Description
This alert is triggered when the ocp_mgragent process stops.
The ocp_agent process monitors the uptime of the processes of components in OceanBase Database. When the uptime of a process is 0, the process is stopped. This alert indicates that the process has stopped at the moment rather than for a long time. In the latter case, other status alerts are triggered.
Relevant alerts:
- observer process: observer_process_stop
- obproxy process: obproxy_process_stop
- obproxyd.sh process: obproxyd_process_stop
- ocp_agentd process: agentd_process_stop
- ocp_mgragent process: mgragent_process_stop
- ocp_monagent process: monagent_process_stop
Principle
| Parameter | Value |
|---|---|
| Metric | mgragent_uptime_delta_seconds |
| Source | The difference between the current time and the process creation time displayed in the 14th column of the stat file in the /proc/pid directory. |
| Collected metric | process_uptime_seconds |
| Metric expression | 0 - min(delta(process_uptime_seconds{name="ocp_mgragent",@LABELS}[@INTERVAL])) by (@GBLABELS) |
| Collection cycle | 5 seconds |
Alert rule
| Metric expression | Metric description | Default threshold | Detection cycle | Time before clearance |
|---|---|---|---|---|
| mgragent_uptime_delta_seconds > 0 | The negative offset value of uptime is used. A metric value greater than 0 indicates that the process has stopped. | 0 seconds | 10 seconds | 5 minutes |
Alert information
| Trigger method | Alert level | Scope |
|---|---|---|
| Based on the expression of the metric | Warning | Host |
Alert templates
Overview
- Template:
${alarm_target} ${alarm_name} - Example:
alarm_template_id=0:ob_cluster=AdminMETA-12:host=xxx.xxx.xxx.xxx. The ocp_mgragent process stopped.
- Template:
Details
- Template:
Cluster: ${ob_cluster_name}. Host: ${host}. Alert: ${alarm_name}. The process has been running for ${value_shown}. - Example:
Cluster: AdminMETA. Host: xxx.xxx.xxx.xxx. Alert: The ocp_mgragent process stopped. The process has been running for 34 minutes 8 seconds.
- Template:
Impact on the system
OCP-Agent uses the ocp_mgragent process for the O&M of OBServer nodes and OBProxies. The stop of the ocp_mgragent process brings the following results:
The ongoing O&M operations are terminated. The operations may be associated with an O&M task on the OceanBase Cloud Platform (OCP) server and the O&M task will fail. You can retry the task.
If the ocp_mgragent process stops and is not started by the ocp_agentd process, new O&M tasks cannot be executed. In this case, a host_unavailable alert is reported.
Possible causes
- A process bug causes an execution error and the process unexpectedly exits.

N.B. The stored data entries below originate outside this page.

PR #177, opened 2015-05-14
Config datastore

pidydx:
This change prompts for datastore configuration during initialization and then does the full init after it has the necessary configuration to properly initialize on the datastore of choosing.

[Review on Reviewable](https://reviewable.io/reviews/google/grr/177)


destijl:
Review status: all files reviewed, 2 unresolved discussions, all commit checks successful.
Reviewed files:
- config/grr-server.yaml @ r1
- tools/config_updater.py @ r1

---

<sup>**[tools/config_updater.py, line 452 \[r1\]](https://reviewable.io:443/reviews/google/grr/177#-JqKwJ_SBYznS04yRdY9)** ([raw file](https://github.com/google/grr/blob/f233327a7b0febde4ecdac584b6ad751cb33df39/tools/config_updater.py#L452)):</sup>
I don't think specifying this as a default makes sense. It will never be correct.  This is one thing where the user really needs to tell us.

---

<sup>**[tools/config_updater.py, line 583 \[r1\]](https://reviewable.io:443/reviews/google/grr/177#-JqKyyuTRwE0Xp0o5r-R)** ([raw file](https://github.com/google/grr/blob/f233327a7b0febde4ecdac584b6ad751cb33df39/tools/config_updater.py#L583)):</sup>
Did you test this on a clean machine? Doesn't ConfigureBaseOptions need to run before ConfigInit will work?

---


Comments from the [review on Reviewable.io](https://reviewable.io:443/reviews/google/grr/177)

pidydx:
Review status: all files reviewed, 2 unresolved discussions, all commit checks successful.

---

<sup>**[tools/config_updater.py, line 452 \[r1\]](https://reviewable.io:443/reviews/google/grr/177#-JqKwJ_SBYznS04yRdY9)** ([raw file](https://github.com/google/grr/blob/f233327a7b0febde4ecdac584b6ad751cb33df39/tools/config_updater.py#L452)):</sup>
This is mostly true.  There are two reasons for doing it this way.

1. It makes it look consistent with all of the other questions so the default isn't a valid default value as much as it is an example value instead of doing "e.g. grr.example.com".

2. It actually is a valid default when button mashing through the install to test pieces further in. 

---

<sup>**[tools/config_updater.py, line 583 \[r1\]](https://reviewable.io:443/reviews/google/grr/177#-JqKyyuTRwE0Xp0o5r-R)** ([raw file](https://github.com/google/grr/blob/f233327a7b0febde4ecdac584b6ad751cb33df39/tools/config_updater.py#L583)):</sup>
ConfigInit will load what it finds in grr-server.yaml and server.local.yaml if it exists (If doing reinit).  This allows ConfigureBaseOptions to any current configs as default values for the prompts.  After ConfigureBaseOptions I call startup.Init() which itself calls ConfigInit again updating with whatever was configured in ConfigureBaseOptions.  This was necessary to get it to properly load everything necessary without initializing the datastore until after you choose your datastore in ConfigureBaseOptions.

I was able to test the behavior of properly initializing on the datastore of your choice using SQLite and MySQLAdvanced, but a second set of eyes on testing certainly wouldn't hurt.

---


Comments from the [review on Reviewable.io](https://reviewable.io:443/reviews/google/grr/177)

destijl:
Review status: 0 of 2 files reviewed, 2 unresolved discussions, some commit checks broke.

---

<sup>**[tools/config_updater.py, line 452 \[r1\]](https://reviewable.io:443/reviews/google/grr/177#-JqKwJ_SBYznS04yRdY9)** ([raw file](https://github.com/google/grr/blob/f233327a7b0febde4ecdac584b6ad751cb33df39/tools/config_updater.py#L452)):</sup>
I don't think we should optimize for testing here.  Pointing grr at some random domain is not a good idea.  If the user really wants that they can do asdflkjsdaf.com

---

<sup>**[tools/config_updater.py, line 584 \[r1\]](https://reviewable.io:443/reviews/google/grr/177#-JqKyyuTRwE0Xp0o5r-R)** ([raw file](https://github.com/google/grr/blob/f233327a7b0febde4ecdac584b6ad751cb33df39/tools/config_updater.py#L584)):</sup>
OK I think this is fine to go in once grr.example.com is removed.

---


Comments from the [review on Reviewable.io](https://reviewable.io:443/reviews/google/grr/177)

pidydx:
Review status: 0 of 2 files reviewed, 2 unresolved discussions, some commit checks pending.

---

<sup>**[tools/config_updater.py, line 453 \[r1\]](https://reviewable.io:443/reviews/google/grr/177#-JqKwJ_SBYznS04yRdY9)** ([raw file](https://github.com/google/grr/blob/f233327a7b0febde4ecdac584b6ad751cb33df39/tools/config_updater.py#L453)):</sup>
No worries, I changed the wording of the question to the original.  

---

<sup>**[tools/config_updater.py, line 584 \[r1\]](https://reviewable.io:443/reviews/google/grr/177#-JqKyyuTRwE0Xp0o5r-R)** ([raw file](https://github.com/google/grr/blob/f233327a7b0febde4ecdac584b6ad751cb33df39/tools/config_updater.py#L584)):</sup>
Done

---


Comments from the [review on Reviewable.io](https://reviewable.io:443/reviews/google/grr/177)

destijl:
Review status: 0 of 3 files reviewed at latest revision, 3 unresolved discussions, some commit checks pending.

---

<sup>**[scripts/install_script_ubuntu.sh, line 131 \[r4\]](https://reviewable.io:443/reviews/google/grr/177#-Jt05esNZ-Y0svphuj4f)** ([raw file](https://github.com/google/grr/blob/4307e8fc5f1013afe51a0cbfa9962670d1f188be/scripts/install_script_ubuntu.sh#L131)):</sup>
We should install python sqlite here somewhere or presumably the configure will fail. Did you test on a clean machine?

---


Comments from the [review on Reviewable.io](https://reviewable.io:443/reviews/google/grr/177)

pidydx:
Review status: 0 of 3 files reviewed at latest revision, 3 unresolved discussions, all commit checks successful.

---

<sup>**[scripts/install_script_ubuntu.sh, line 131 \[r4\]](https://reviewable.io:443/reviews/google/grr/177#-Jt05esNZ-Y0svphuj4f)** ([raw file](https://github.com/google/grr/blob/4307e8fc5f1013afe51a0cbfa9962670d1f188be/scripts/install_script_ubuntu.sh#L131)):</sup>
I was unable to properly test due to how the script pulls down the old deb that has hard requirements on Mongo.  However, now that I have thought about it this should be unnecessary anyways.  Any necessary sqlite pieces for the datastore will already be present to handle the Firefox history pieces and I'm pretty sure that all comes default anyways.

---


Comments from the [review on Reviewable.io](https://reviewable.io:443/reviews/google/grr/177)

destijl:
Review status: 0 of 3 files reviewed at latest revision, 3 unresolved discussions, all commit checks successful.

---

<sup>**[scripts/install_script_ubuntu.sh, line 131 \[r4\]](https://reviewable.io:443/reviews/google/grr/177#-Jt05esNZ-Y0svphuj4f)** ([raw file](https://github.com/google/grr/blob/4307e8fc5f1013afe51a0cbfa9962670d1f188be/scripts/install_script_ubuntu.sh#L131)):</sup>
As you say the script fails because mongo is still a dependency on the actual server package.   I tried

--ignore-depends=mongodb,python-pymongo

but this is bad because any subsequent apt operations will complain until mongo gets installed. So effectively you won't be able to update the server. So Mongo should stay here for now until we have a chance to release a new server package without the dependency.  Add a comment like:

# Mongo is actually unused in the default configuration (sqlite is the default). We install it here to satisfy the grr-server deb package dependency. Remove this once we have built a new grr-server.deb without the mongo dependency.

---


Comments from the [review on Reviewable.io](https://reviewable.io:443/reviews/google/grr/177)

pidydx:
So let it install, but then remove the piece that activates mongo so you don't have unnecessary services running?

destijl:
Is this ready for me to take another look? I'd like to get it in tomorrow if possible. I'm doing some work on the install scripts and would like to have this in.

pidydx:
Yes?  I'm not sure why I didn't get a notification on this message or why the unit tests are suddenly failing, but it should all be working.

pidydx:
So the problem here is that I added a global to stop repeated calls to ConfigInit() because calling that during initialize resets the values to what they were before the new config was written.  Preventing ConfigInit() from being called repeatedly causes the unit tests to fail.

I would expect ConfigInit() to properly reload the newly written secondary config, but I'm not sure why it isn't doing that.

lib/startup.py
```diff
@@ -36,6 +36,7 @@ def ConfigInit():
   """Initialize the configuration manager from the command line arg."""
   # Initialize the config system from the command line options.
   config_lib.ParseConfigCommandLine()
+  CONFIG_INIT_RAN = True
```
destijl: looks like this is unused?

tools/config_updater.py
```diff
@@ -593,7 +689,12 @@ def main(unused_argv):
   token = GetToken()
   config_lib.CONFIG.AddContext("Commandline Context")
   config_lib.CONFIG.AddContext("ConfigUpdater Context")
-  startup.Init()
+
+  if flags.FLAGS.subparser_name == "initialize":
+    startup.ConfigInit()
+    Initialize(config_lib.CONFIG, token=token)
```
destijl: I think this should return here? The rest of this code shouldn't be run if we're initializing.

lib/startup.py
pidydx: Good catch, forgot the finish removing that.

tools/config_updater.py
pidydx: I don't think it matters since everything else is conditional, but it shouldn't hurt to add.  I will put that in and make sure it doesn't cause anything weird and push it up

pidydx:
Ok, so I wound up doing some extra cleanup to make configuration easier and look better.  I removed the mandatory public hostname setup and left documentation in explaining that it works best when public.  I think it is better to provide better defaults for an internal only configuration since many GRR installs will be testing and a public IP is not necessarily a good indicator of whether or not the hostname is publicly resolvable.

I also removed some configuration from grr-server.yaml since the defaults were providing the same values and being in grr-server.yaml caused it to always appear as existing configuration rather than forcing it to prompt on initial setup.

tools/config_updater.py
destijl: It's more maintainable and signals a clear intent that the code path should end. At the moment it's not obvious if there is further processing that needs to happen, you have to look at all the if's and think about what how they will be evaluated.

destijl:
LGTM after you fix config/client.py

- A monitoring configuration error, for example, a YAML syntax error of a custom configuration in the
module_configfile stored in the/home/admin/ocp_agent/conf/directory. - An expected O&M action. In this case, you can restart the OCP-Agent in the OceanBase Cloud Platform (OCP) console.
Solutions
If the process exits due to a bug, you can search the
ocp_mgragent.error.logfile for thepanickeyword to check the bug. In this case, if the daemon process fails to restart the ocp_mgragent process, you can manually restart it./home/admin/ocp_agentctl service start ocp_mgragentIf the process fails to restart due to a configuration error, you can correct the custom configuration and then start the process.